Assignment -
Could you reproduce, word for word, everything below from the line containing "Two things, both" down to the line containing "Two more Settings-backed", with both of those lines included and no others?
--- Records for this exercise ---
PR #1114, opened 2026-08-28
feat(clipboard): open the window with the preview pane and show entry metadata

andreisuslov:
## Summary

Two things, both about seeing what a clipboard entry is without pasting it.

- **Open with the preview pane** (Settings → Clipboard): the ⌥Space window opens with its preview pane already showing the selected entry. Today the pane remembers its last state instead; the remembered state becomes this setting's initial value on update, so nobody loses an open pane. Refs #884.
- **Entry metadata**, in the preview pane and on the rows: what the entry is (text, link, image, files, with a glyph and label), character/line/word counts or image dimensions or file kind, size, full and relative copy time, the app it was copied from (with its icon), and the file location or link host.

Two more Settings-backed row changes, from use: **Keep every row the same height** (`clipboardUniformRows`, on by default, so on update text rows go from two lines to one and image rows to a 30 px thumbnail; the switch in Settings → Clipboard restores the old rows) shows one line of text and a small thumbnail per row, leaving the whole item to the preview pane; and the trailing column has one fixed width in both its states, so the hover buttons no longer reflow the text under the pointer.

**Space no longer opens the preview pane.** On main, Space toggled the pane once the arrow keys were driving the list; in this diff it marks the row the arrow keys are on, the same batch selection ⌘Return and ⌘-click build. The predicate that decides when the list owns Space is unchanged, only renamed, `ClipboardHistoryPreview.handlesSpace` to `ClipboardHistorySpaceKey.handledByList`, since it no longer answers a question about the preview. That leaves the pane with no keyboard toggle at all: the toolbar button and the pane's own close button are what remain, both mouse-only. The change and the reasoning for it are #1142's; the commit is on this branch because it was made here first, so whichever of the two merges first is the one that brings it.

The source app needs new capture code: the pasteboard never says who wrote it, so `ClipboardSourceApp` keeps the apps that held the front between two pasteboard polls and names the one that held it longest. Copying is usually followed at once by switching to the app the text goes into, so "whoever is in front when the poll notices" would name the destination; the longest-held app is the better guess. This is a label only: `ClipboardIgnoredApps`, which decides whether a copy is kept at all, is untouched. Entries saved before this decode with no source.

Built on: `NSWorkspace.didActivateApplicationNotification` and the entry's existing fields. No new permission, dependency or helper. Surface: one setting, one stored optional field, strings in all thirteen languages.

**Where `clipboardUniformRows` shows up.** The setting is on by default and it is read in two places, not one. In the ⌥Space window it does what the paragraph above says. In the menu bar panel it touches only the thumbnails: `PanelClipboardView` drops an image or single-image-file preview from 110×40 to 22×22, while its text rows keep the `.lineLimit(3)` they have today. So panel rows do not become uniform there, the images alone get smaller, and that is a visible change on update for anyone who uses the panel. Say the word and I will scope the key to the window instead, which leaves the panel exactly as it is now.

## Verification

Checked by hand in the developer build: the toggle opens the window with the pane up; metadata shows for text, a link, an image and a Finder file copy; the source app resolves to Finder/TextEdit for copies made there. Not tested: an older history file with no `source` field on a real user's Mac beyond the unit test that decodes one.

Refs #884


PathGao:
Three things.

**1. `sourceAppFormat` is translated into thirteen languages and never called.** The Source row is built from `text.sourceLabel` + `source.name`; "From %@" has no call site, and `MetricsTests` now pins the clipboard string count at 65, so dropping it later costs a test edit too. Unless it's staged for something later in this stack, cut it and make that 64.

**2. The Type row shows a name where a type belongs, for any extensionless file.**

```swift
let kind = UTType(filenameExtension: (path as NSString).pathExtension)?.localizedDescription
let dimensions = ClipboardImageStore.imageDimensionsLabel(atPath: path)
let details = [kind, dimensions].compactMap { $0 }
return details.isEmpty ? label : details.joined(separator: " · ")
```

Copy a folder in Finder: `pathExtension` is `""`, `UTType(filenameExtension: "")` is nil, `imageDimensionsLabel` is nil, `details` is empty, so Type falls back to `label` — which for a one-file entry is the file name. "Type: Downloads". Same for `Makefile`, `LICENSE`, anything without an extension.

The filesystem already answers this, and the repo already asks it that way — `ShelfTilesView.resolvedFileKind(for:)`:

```swift
let kind = (try? URL(fileURLWithPath: path)
    .resourceValues(forKeys: [.localizedTypeDescriptionKey]))?.localizedTypeDescription
```

Gives "Folder" for a folder, the Get Info text for everything else, and takes the new `import UniformTypeIdentifiers` back out.

**3. `isLink` is the third copy of the web-URL predicate in the clipboard module.** `ClipboardHistoryService.isWebURL(_:)` and `ClipboardHistorySensitiveText.isWebURL(_:)` both already say `scheme == "http" || scheme == "https"` + `host != nil`, and the second one is in the same file as the new property. Whitespace guard aside, dropping `private` off it and calling it is the whole fix. (`QuickToolsSupport`, `CommandBarLinks`, `RadialMenuSupport` and `URLCleaning` carry their own — not this PR's job, but this PR is where the clipboard module goes two to three.)

What I checked and what I didn't: only three files under `Sources/Vorssaint/UI` mention `ClipboardHistoryEntry` and all three are in the diff, so the glyph/capsule rollout has no missed sibling; `setHistoryRunning` has exactly two call sites and both got the `ClipboardSourceApp` line. The source-app heuristic I only read — the longest-held pick and its tie-break hold up against the unit tests, but nothing here tells me what it actually names on a real Mac. I can't see #1112, so I can't confirm the `.textSelection(.enabled)` removal in `PanelClipboardView` is the hunk you're carrying rather than a change of its own; `imageURL(named:)`'s comment ("for dragging a copied image out as a file" — nothing here drags) reads like it arrived from somewhere else too.

**Impact:** the Type row reads as the file's name for any folder or extensionless file, in a pane this PR makes open by default. The other two are dead weight, not behavior.
**Merge:** needs the Type row fixed first.

ref #884

andreisuslov:
All three done, in `3054912` on this branch:

1. `sourceAppFormat` removed from the struct, the thirteen catalogs and the test; count is 64.
2. Type row asks the filesystem (`localizedTypeDescriptionKey`), as `ShelfTilesView.resolvedFileKind` does, so a folder reads "Folder" and `Makefile` gets its Get Info kind; `UniformTypeIdentifiers` import gone.
3. `isLink` now calls `ClipboardHistorySensitiveText.isWebURL`, made internal; the module is back to two definitions (the service's `URL`-typed one is the other).

Also from the #1115 review, since it is this branch's half: the pane state is decided at open time (`quickPreviewPresented = byDefault`, assigned before `position()`), the setter no longer writes to disk, and the sticky `clipboardHistoryQuickPreview` key is gone from `DefaultsKey` and the registered defaults, with the test that pinned it moved to the new key. `fileSizeString` goes through `fileSizeBytes`. The split comment in `Defaults.swift` is restored, and `imageURL(named:)`'s comment now says what it is for here.

On the source-app heuristic: on this Mac a copy made in TextEdit while the clipboard window was open resolved to TextEdit, and a Finder path copy to Finder. That is two data points, not a survey.

PathGao:
Type row asks the filesystem, `isLink` calls the one predicate, the format string is gone.

The rename has nothing carrying the old key over. On main the setter writes `clipboardHistoryQuickPreview` and the service reads it at init, so anyone with the pane open today has `true` stored, and after this they get it closed with the new setting reading off. `register()` already runs sixteen of these; this is `migrateScrollInverterAxes` verbatim, in the pre-register batch:

```swift
guard defaults.object(forKey: DefaultsKey.clipboardHistoryQuickPreviewByDefault) == nil else { return }
defaults.set(defaults.bool(forKey: DefaultsKey.clipboardHistoryQuickPreview),
             forKey: DefaultsKey.clipboardHistoryQuickPreviewByDefault)
```

Keep the old constant the way `switcherShowWindowlessFinder` is. Side note: the body's "has to be opened by hand every time" isn't what main does — it sticks.

Smaller: `ClipboardKindPresentation.label` returns the file name for a one-file entry, so the new trailing label and the capsule repeat the name the row already prints, in the slot meant to say what the item is. Fixing it costs a singular string ×13 ("1 files") — your call.

**Impact:** anyone with the pane open loses it silently on upgrade; the rest is cosmetic.
**Merge:** needs the defaults migration first.

ref #884

andreisuslov:
Migration added in `2dcf90d`, `migrateClipboardQuickPreview`, in the pre-register batch next to the scroll one, and the old constant is kept with the same note `switcherShowWindowlessFinder` carries. Two checks in the test suite: an open pane carries over, and a newer choice is preserved. The body now says the pane sticks today rather than that it has to be opened each time.

Two more changes on this branch since, from using it: the metadata block's disk and workspace lookups now run once per entry, off the main thread (`ClipboardEntryFacts`), because stepping through the list with the arrow keys paid for them on every redraw and a big file cost visibly more than a word; and the Location row is gone for files, since the pane already shows the path below, which now has a copy button. The one-file label repeating the name I left; a singular string in thirteen languages for a slot that is otherwise right did not seem worth it, but I can add it if you would rather.

PathGao:
Migration is right, and it is `migrateScrollInverterAxes` verbatim — old key kept, pre-register, newer choice wins, both directions tested.

`facts` is `@State` and never cleared, so `.task(id:)` leaves the previous entry's values on screen until the new gather returns — longest exactly where you moved the work off the main thread, on a file. Arrow down from a text entry onto a Finder copy and the Source row shows the new app's name beside the old app's icon, with the old size and type. One line at the top of the task:

```swift
.task(id: entry.id) {
    facts = nil
```

Type already falls back to `ClipboardKindPresentation.label`, and the Size row hides itself when nil.

Smaller: `copyPlainText`'s "The history records it as its own entry" is the opposite of what happens — `writeToPasteboard` raises `lastChangeCount` precisely so the poll skips the app's own write. The behaviour is the right one; the sentence isn't.

GitHub currently reports the branch as conflicting.

**Impact:** the metadata block shows the previous entry's icon, size and type for as long as the disk takes, while stepping through the list.
**Merge:** needs the stale `facts` cleared first.

ref #884

andreisuslov:
Both in `4e3e238`: `facts = nil` is the first line of the task, so the rows fall back to the entry's own label and the Size row hides until the gather for this entry returns; and the `copyPlainText` comment now says what happens, that the poll skips the app's own write. The branch has main merged in (no rebase), so the conflict GitHub showed should be gone.

andreisuslov:
@PathGao every point raised here is addressed and pushed, main is merged in, tests pass and GitHub shows the branch as mergeable. From my side this is complete and ready to merge. This is the base of the clipboard stack; #1115 and #1116 follow it.

PathGao:
Migration, `facts = nil`, the `copyPlainText` comment: all three landed, and merging main in cleared the conflict.

`.task(id: entry.id)` doesn't re-fire on an edit. `updateText` writes `entries[index].text` in place and keeps the id, so after saving in the editor the text below updates and the metadata above it doesn't: Type still carries the old character, line and word counts, Size the old byte count, until you step to another entry and back. The entry is `Equatable`, so keying on it is enough:

```swift
.task(id: entry) {
```

Smaller: `ClipboardKindBadge`'s comment says the look is shared by "the rows, the ⌘K card and the preview". Only three files under `Sources/Vorssaint/UI` mention `ClipboardHistoryEntry` and none of them is the command bar, so there is no ⌘K card to share it with.

**Impact:** edit an entry in the preview and its own metadata block goes on describing the text it had before the edit.
**Merge:** needs the metadata re-gathered after an edit first.

ref #884

andreisuslov:
@vorssaint ready to merge whenever you have a moment. Main is merged in (branch is current), `./build.sh` finishes without warnings, `--selftest` passes and `./build.sh --test` is green; @PathGao's review points here are all addressed and answered above. This one is the base of the clipboard stack.

PathGao:
The `.task(id:)` key in `ClipboardEntryPreviewSidebar.metadata` is still `entry.id` in the diff I'm reading, so the edit case from last round is open — and no commit is named for it, unlike the three before it.

`updateText` writes `entries[index].text` in place and keeps the id, so after saving in the editor the text below updates and the metadata above it doesn't: Type stays on the old character, line and word counts and Size on the old byte count until you step to another entry and back. The entry is `Equatable`, so keying on it is the whole fix:

```swift
.task(id: entry) {
```

Everything else from last round is in: the migration, `facts = nil`, the `copyPlainText` comment, and merging main cleared the conflict.

**Impact:** edit an entry in the preview and its own metadata block goes on describing the text it had before the edit.
**Merge:** needs `.task(id: entry)` first.

ref #884

andreisuslov:
In `f369b3f`: the metadata task is keyed on the entry itself, `.task(id: entry)`, so an edit that keeps the id and changes the text refreshes the counts and size with it. The same commit keeps the selection on the file when its path is copied from the pane (below, on #1115).

PathGao:
`.task(id: entry)` is in, and with it every point from the four rounds before this one.

Space no longer opens the pane, it adds the row to the pile. Deliberate in the key monitor, but nowhere in the body, and two comments in this PR still say the old thing: `quickPreviewPresented`'s own doc ("Space and the toolbar button change it for that one showing"), and `ClipboardHistoryEscape`'s, which cites `ClipboardHistoryPreview.handlesSpace` — a symbol this PR deletes. What is left is the toolbar button and the pane's close button, both mouse only; there is no keyboard path to the pane any more.

`clipboardUniformRows` is on by default and also reaches the menu bar panel, where `PanelClipboardView` keeps `.lineLimit(3)` and only the thumbnail drops 110×40 → 22×22. Rows there do not become uniform, the images just get small, and the body describes only the ⌥Space window.

**Impact:** on update everyone loses Space-to-preview and gets 22 px thumbnails in the menu bar panel, neither of which the release notes will carry.
**Merge:** needs both written into the body, and the two Space comments corrected.

ref #884

andreisuslov:
Declared rather than reverted, since #1142 argues the change on its own merits and this branch only happens to carry the commit.

The body now says it: Space marks the row the arrow keys are on, the pane has no keyboard toggle left, and the toolbar button and the pane's own close button are what remain. It also names #1142 as the owner of the change and notes that whichever of the two merges first is the one that brings it.

Both comments are corrected in fdc41ee:

- `quickPreviewPresented`'s doc no longer claims Space changes it, and points at `ClipboardHistorySpaceKey`.
- `ClipboardHistoryEscape` no longer cites `ClipboardHistoryPreview.handlesSpace`. `grep -rn ClipboardHistoryPreview Sources/ Tests/` is now empty, so the deleted symbol is not named anywhere.

`./build.sh --test` green on this branch (9219 checks after the merge up, 9212 here).

Still open from your comment, not in this push: `clipboardUniformRows` reaching `PanelClipboardView`, where `.lineLimit(3)` stays and only the thumbnail goes 110×40 → 22×22. The body still describes only the ⌥Space window. Say whether you want the panel left as it is with the body corrected, or the setting scoped to the window so the panel is untouched, and I will do that next.

PathGao:
Both Space comments read right now, and the deleted symbol is gone from the tree.

Scope it to the window. The caption is what sells the tradeoff — "the preview pane shows the whole item" — and the menu bar panel has no preview pane, so a 22 px thumbnail there gives up the picture with nothing taking it back. Dropping the `uniformRows` static in `PanelClipboardView` and putting 110×40 back is a smaller change than writing body prose for a setting that only half applies.

While you are in that file: the new comment says "Double-clicking the row opens the full, selectable text in the history window instead." Nothing in `entryRow` takes a tap or a double-click — the way out of the panel is the `arrow.up.forward.app` button in the header. The sentence it replaced was true.

**Impact:** as it stands, a setting whose caption promises a preview pane shrinks thumbnails in a view that has none.
**Merge:** needs the panel scoped out first.

ref #884

andreisuslov:
Both merge conditions from your last pass are done.

**Space**: declared in the body, with the consequence stated plainly, the pane has no keyboard toggle left, only the toolbar button and the pane's own close button, both mouse. #1142 is credited as the owner of the change, and the body notes that whichever of the two merges first brings it.

**Both comments**: corrected in fdc41ee. `quickPreviewPresented`'s doc no longer claims Space changes it, and `ClipboardHistoryEscape` no longer cites `ClipboardHistoryPreview.handlesSpace`. `grep -rn ClipboardHistoryPreview Sources/ Tests/` is empty, so the deleted symbol is named nowhere.

**`clipboardUniformRows` in the panel**: in the body now, with your numbers, since you were right on both halves. `PanelClipboardView.swift:155` keeps `.lineLimit(3)` whatever the setting says, and lines 165 and 181 are the only readers of it there, taking a thumbnail from 110×40 to 22×22. So the body says panel rows do not become uniform, the images alone get smaller, and that this is visible on update for panel users.

I wrote it down because that is what you asked for, but the alternative is one line: scope the key to the ⌥Space window and leave the panel untouched, which removes the change instead of disclosing it. Say which you prefer and it is the next commit.

Current with main (0 behind), `./build.sh` clean, `--selftest` passes, `./build.sh --test` green at 9369 checks.

andreisuslov:
@vorssaint every point @PathGao raised across rounds 1 to 6 is now answered on all four, and each branch is 0 behind main with `./build.sh` clean, `--selftest` passing and `./build.sh --test` green.

Round 6 in particular: the Space rebind is declared in every body that carries it, the two comments that still described the old behaviour are corrected, `ClipboardHistoryPreview` is named nowhere, #1115's duplicate activation observer is deleted, and the `clipboardUniformRows` effect on the menu bar panel is written into #1114's body.

Merge order, since three of them stack:

1. #1114
2. #1115
3. #1116

#1142 is independent of the three and needs no ordering, with one caveat recorded in its body: it shares its commit with #1114, so whichever of those two merges first is the one that brings the Space change.

One open question, on #1114, and it is yours to settle rather than mine: `clipboardUniformRows` also shrinks the menu bar panel's thumbnails from 110×40 to 22×22 while that view's text rows keep `.lineLimit(3)`. @PathGao asked for it written into the body and it is. If you would rather the panel were left alone, scoping the key to the ⌥Space window is a one-line change and I will push it on request. Happy to hold the merge for that answer or to have it land as it is.

PathGao:
The body's panel paragraph is accurate: `.lineLimit(3)` stays whatever the setting says, and the two thumbnail frames are the only readers. That is what the code does.

But last round wasn't a request to write it down, it was the answer to the question you asked: scope it to the window. Drop the `uniformRows` static in `PanelClipboardView` and put 110×40 back at both call sites. A setting whose caption sells the tradeoff as "the preview pane shows the whole item" should not reach a view that has no preview pane.

Also still open, and not mentioned in your last two comments: the new comment above `Text(entry.preview)` in that same file says "Double-clicking the row opens the full, selectable text in the history window instead." Nothing there takes a tap or a double-click — the way out of the panel is the `arrow.up.forward.app` button in the header. The sentence it replaced was true.

GitHub currently reports the branch as conflicting again, after the merge up.

**Impact:** as it stands, a setting whose caption promises a preview pane shrinks thumbnails in a view that has none.
**Merge:** needs the panel scoped out first.

ref #884

andreisuslov:
Scoped `clipboardUniformRows` to the clipboard window. `PanelClipboardView` no longer reads the setting, both menu-panel thumbnail paths stay at 110×40, and the text comment again names the real history-window path. Added regression checks for both conditions in `5f71ed7`, then merged current `main` in `9faa40a`. Local verification on that head: `./build.sh --test` (9572 checks), `./build.sh`, and `./build/Vorssaint --selftest` all pass.

PathGao:
The panel is out: `PanelClipboardView` no longer reads the key, both thumbnail paths are back at 110×40, and the comment names the header button again. The two checks in `5f71ed7` pin both, so a later change can't quietly undo them. That was the last condition, and everything from the five rounds before it is still in.

One thing left over from an earlier round, never answered: `ClipboardKindPresentation`'s doc says the look is shared by "the rows, the ⌘K card and the preview". The ⌘K card is `CommandBarCatalog.clipboardRow`, and it keeps its own switch over `entry.kind` — `doc.on.clipboard`, `clipboardImage`, `filePath` — with no link case at all. So it is the rows, the panel capsule and the preview; the command bar is a second mapping of the same fact. Not worth holding a merge for, but the comment as written tells the next person there is only one.

Source-app naming and the metadata gather I read but did not run; nothing in them needed a device to check.

**Impact:** none.
**Merge:** ship it.

ref #884

andreisuslov:
@PathGao All requested changes are addressed, and both required checks are green on head ea198a0:

- Build & selftest
- Swift 6.0.3 compatibility

The PR is mergeable and good to go from my side. Thanks!

PathGao:
Code side is settled: everything from the six rounds is in, and re-reading the diff I have nothing new to raise.

One thing before it can land, and it contradicts the "mergeable" in your last comment: GitHub reports the branch as CONFLICTING on `ea198a0`. Green checks don't cover that — they ran on the merge result, not on the mergeability. Same state as after the previous merge up, so another merge of `main` and a push should clear it. I can't tell from here whether it's a real content conflict or a stale computation; the API only says conflicting.

**Impact:** none on behavior — the branch just can't be merged as it stands.
**Merge:** needs the conflict cleared first.

ref #884

andreisuslov:
@PathGao the PR is fully mergeable now. If you merge anything else, it will become unmergeable again.

andreisuslov:
@PathGao Not sure why you marked the PR incomplete, you stated that the PR itself is complete (shippable), it just wasn't ready because of the conflict, but it doesn't render it "incomplete".

"Not ready" != "Incomplete"

andreisuslov:
@vorssaint Conflicts are resolved in df269a1, and the local test suite passes (10,689 checks). GitHub now reports the PR as mergeable; please merge #1114 once the queued CI checks complete.

andreisuslov:
@PathGao merged current `main` (`c4975e2`) into this branch and resolved the conflict in `0da4099`. The resolution keeps main's shared localization suite in place of the old fixed clipboard string-count checks; the shared suite covers the clipboard catalog, including this PR's added strings.

Verified locally: `./build.sh --test` passes (38,250 checks, plus preference cleanup), `./build.sh` passes, and `./build/Vorssaint --selftest` passes. GitHub currently reports this head as **MERGEABLE**; Build & selftest and Swift 6.0.3 compatibility are still running.

Please take another look and merge once the required checks pass.

vorssaint:
closing this one, the pieces bundled here go past what the app should take on.
space stops opening the preview and marks the row instead, which leaves the pane with no keyboard way in at all, and that is a change to argue on its own, not inside this one.
the pane already remembers whether it was open the last time, so a setting that decides it at every opening takes that memory away and adds a control the page does not need.
every row changes shape for everyone on update, one line of text and a tiny thumbnail, behind a switch that is on by default, and a change of look that big has to be asked for, not shipped as a default.
naming the app a copy came from keeps an app switch watcher running whenever the history is on and still guesses wrong when the switch to paste is quick, so the label costs something at rest and cannot be trusted.
the kind of an item is now shown twice on every row of the window, as a colored square and a colored label, and again as a capsule in the menu bar panel, which is more decoration than a native list carries.
a smaller version could still land, a metadata block in the preview pane with the type, the size and the copy time only, with the rows, the settings page and the space key left as they are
---
Response box -
Two things, both about seeing what a clipboard entry is without pasting it.

- **Open with the preview pane** (Settings → Clipboard): the ⌥Space window opens with its preview pane already showing the selected entry. Today the pane remembers its last state instead; the remembered state becomes this setting's initial value on update, so nobody loses an open pane. Refs #884.
- **Entry metadata**, in the preview pane and on the rows: what the entry is (text, link, image, files, with a glyph and label), character/line/word counts or image dimensions or file kind, size, full and relative copy time, the app it was copied from (with its icon), and the file location or link host.

Two more Settings-backed row changes, from use: **Keep every row the same height** (`clipboardUniformRows`, on by default, so on update text rows go from two lines to one and image rows to a 30 px thumbnail; the switch in Settings → Clipboard restores the old rows) shows one line of text and a small thumbnail per row, leaving the whole item to the preview pane; and the trailing column has one fixed width in both its states, so the hover buttons no longer reflow the text under the pointer.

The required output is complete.